Data entries
Start of Block

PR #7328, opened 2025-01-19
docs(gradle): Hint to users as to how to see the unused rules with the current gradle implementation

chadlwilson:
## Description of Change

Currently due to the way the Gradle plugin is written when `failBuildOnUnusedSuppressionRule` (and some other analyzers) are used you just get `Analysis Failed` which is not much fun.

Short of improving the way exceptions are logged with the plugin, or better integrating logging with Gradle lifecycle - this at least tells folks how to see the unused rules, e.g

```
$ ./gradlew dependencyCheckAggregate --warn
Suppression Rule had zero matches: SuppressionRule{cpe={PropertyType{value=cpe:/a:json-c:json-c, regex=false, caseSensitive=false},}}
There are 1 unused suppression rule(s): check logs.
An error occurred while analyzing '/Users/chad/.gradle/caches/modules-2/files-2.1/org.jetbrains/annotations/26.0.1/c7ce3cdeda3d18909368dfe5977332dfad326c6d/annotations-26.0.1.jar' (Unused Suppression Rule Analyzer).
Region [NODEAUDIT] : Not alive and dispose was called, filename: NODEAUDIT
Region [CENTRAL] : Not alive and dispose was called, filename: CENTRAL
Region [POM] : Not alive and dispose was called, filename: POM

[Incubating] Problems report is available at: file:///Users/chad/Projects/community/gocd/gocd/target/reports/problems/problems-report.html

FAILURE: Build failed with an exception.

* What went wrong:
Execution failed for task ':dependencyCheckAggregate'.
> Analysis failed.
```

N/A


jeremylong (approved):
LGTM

End of Block

Nothing but a number should be given: the count of lines above that hold "alive".

**The answer**
3